Deux ans après son déploiement, la réforme de l’apprentissage produit ses premiers effets sur le modèle économique des CFA et leurs relations avec l’écosystème. Une rupture culturelle qui les place dans une logique de marché et fait naître de nouvelles pratiques. Centre Inffo revient sur ces enjeux le 8 juillet prochain à un moment charnière pour la loi « Avenir professionnel ».

Par - Le 06 juillet 2021.

Percuté par la crise de la Covid-19 et transformé par une réforme structurelle, l’apprentissage vit un moment paradoxal. Massivement soutenu par le plan de relance et ouvert à la concurrence par la loi « Avenir professionnel », le système enregistre en 2020 une nouvelle année record avec plus de 500 000 contrats signés. Dans le même temps, sa trajectoire financière fragilisée impose des arbitrages attendus à l’issue des concertations entre les partenaires sociaux et le gouvernement. C’est dans ce contexte que Centre Inffo organise le 8 juillet prochain un événement réunissant les acteurs de l’apprentissage, CFA, Opco, France compétences et représentants du ministère du Travail.

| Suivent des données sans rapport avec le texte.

PR #219, opened 2022-07-28
introduce config.AllowCustomLogin and config.AllowCustomPassword

prusnak:
These two options enable/disable the possibility to request a particular login/password while creating a new user.

ISTM it's quite dangerous to allow users to specify their own login/password and I'd prefer not having this option for my instance of LndHub.go.

🤔 not sure why the tests fail with `custom login is not allowed`. I tried to do the changes in a way the default behaviour does not change at all, so I am pretty much puzzled about this.


prusnak:
superseded by https://github.com/getAlby/lndhub.go/pull/220

PR #220, opened 2022-07-29
Introduce config.MinPasswordEntropy option

prusnak:
that allows an operator to set minimum entropy (in bits) of a password to be accepted during account creation


kiwiidb (approved):
ACK

PR #224, opened 2022-08-08
don't omit payment error when empty

### LINKED ISSUE #223: Make /payinvoice compatible with Zeus
We are not returning the right response according to https://github.com/ZeusLN/zeus/blob/master/stores/TransactionsStore.ts#L286. The `payment_error` should be an empty string, and we are not sending anything right now.

kiwiidb:
Fixes #223 , testing on testnet when build is ready.


bumi:
so this then always returns an empty string if no PaymentError is set, correct?

bumi (approved):

prusnak (approved):

kiwiidb:
> so this then always returns an empty string if no PaymentError is set, correct?

yes

PR #231, opened 2022-09-27
Look up status of outgoing payments at startup

kiwiidb:
#232 
At startup, do the following things before starting the main server:

- look up all payments that are `outgoing` AND `initialized`
- For each one, start a goroutine that will subscribe to LND's `routerrpc` for the status of the payment.
- There should be 3 possibilities for the status: an error (not found), `SUCCEEDED`, `FAILED` (we don't want `IN_FLIGHT` updates).
-Handle succesful or failed payments once the payments are completed.

This PR is now ready for review, but this afternoon I will add integration tests for the following 2 scenarios:

- Payment succesful after LNDhub startup
- Payment failed after LNDhub startup


lib/service/checkpayments.go
```diff
@@ -62,18 +63,24 @@ func (svc *LndhubService) TrackOutgoingPaymentstatus(ctx context.Context, invoic
 			return
 		}
 		if payment.Status == lnrpc.Payment_FAILED {
-			svc.Logger.Infof("Failed payment detected: %v", payment)
+			svc.Logger.Infof("Failed payment detected: hash %s, reason %s", payment.PaymentHash, payment.FailureReason)
 			//todo handle failed payment
-			//return svc.HandleFailedPayment(ctx, invoice, entry, fmt.Errorf(payment.FailureReason.String()))
+			err = svc.HandleFailedPayment(ctx, invoice, entry, fmt.Errorf(payment.FailureReason.String()))
+			if err != nil {
+				svc.Logger.Errorf("Error handling failed payment %v: %s", invoice, err.Error())
```
bumi, line 73: this sounds like an error that needs attention? maybe this should be a sentry notification?

lib/service/checkpayments.go
```diff
@@ -62,18 +63,24 @@ func (svc *LndhubService) TrackOutgoingPaymentstatus(ctx context.Context, invoic
...
 			invoice.Fee = payment.FeeSat
 			invoice.Preimage = payment.PaymentPreimage
-			svc.Logger.Infof("Completed payment detected: %v", payment)
-			//todo handle succesful payment
-			//return svc.HandleSuccessfulPayment(ctx, invoice, entry)
-			return
+			svc.Logger.Infof("Completed payment detected: hash %s", payment.PaymentHash)
+			err = svc.HandleSuccessfulPayment(ctx, invoice, entry)
+			if err != nil {
+				svc.Logger.Errorf("Error handling successful payment %v: %s", invoice, err.Error())
```
bumi, line 85: same here, this sounds like we should be notified of this?

lib/service/checkpayments.go
```diff
@@ -0,0 +1,94 @@
...
+	"github.com/getAlby/lndhub.go/db/models"
+	"github.com/lightningnetwork/lnd/lnrpc"
+	"github.com/lightningnetwork/lnd/lnrpc/routerrpc"
+)
+
+func (svc *LndhubService) CheckAllPendingOutgoingPayments(ctx context.Context) (err error) {
+	//check database for all pending payments
+	pendingPayments := []models.Invoice{}
+	//since this part is synchronously executed before the main server starts, we should not get into race conditions
+	err = svc.DB.NewSelect().Model(&pendingPayments).Where("state = 'initialized'").Where("type = 'outgoing'").Scan(ctx)
```
bumi, line 17: should we add a time limit here? even though after this change we should not have old initialized ones, correct?

lib/service/checkpayments.go
```diff
@@ -0,0 +1,94 @@
...
+			err = svc.HandleSuccessfulPayment(ctx, invoice, entry)
+			if err != nil {
+				svc.Logger.Errorf("Error handling successful payment %v: %s", invoice, err.Error())
+				return
+			}
+			svc.Logger.Infof("Updated completed payment: hash %s", payment.PaymentHash)
+			return
+		}
+		//Since we shouldn't get in-flight updates we shouldn't get here
+		svc.Logger.Warnf("Got an unexpected in-flight update %v", payment)
```
bumi, line 92: as it is unexpected should we use sentry here?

Au-delà d’un premier bilan sur le déploiement de la réforme et les perspectives de régulation financière, seront décryptées les grandes transformations à l’œuvre au sein des CFA.

Le nouveau visage des CFA

Il aura fallu deux ans aux CFA pour entrer de plein pied dans le nouveau système d’apprentissage né de la loi « Avenir professionnel » et en mesurer l’impact sur leurs pratiques. Pour Fouzi Fethi, responsable du Pôle droit et politiques de formation à Centre Inffo, la réforme touche à l’identité même des CFA. « Le CFA est à la fois un opérateur économique et un établissement d’enseignement chargé d’une mission d’intérêt général. Il doit donc répondre à des obligations juridiques spécifiques et, dans le même temps, à une logique de marché ». Depuis la libéralisation du marché de l’apprentissage, la frontière entre les organismes de formation et les CFA devient plus floue. Les CFA doivent désormais maîtriser les termes de la convention de formation signée avec l’entreprise, du bilan pédagogique et financier (BPF) ou encore intégrer les notions de reste à charge. Le 8 juillet, Centre Inffo rappellera ainsi les enjeux juridiques de contractualisation entre le CFA et l’entreprise.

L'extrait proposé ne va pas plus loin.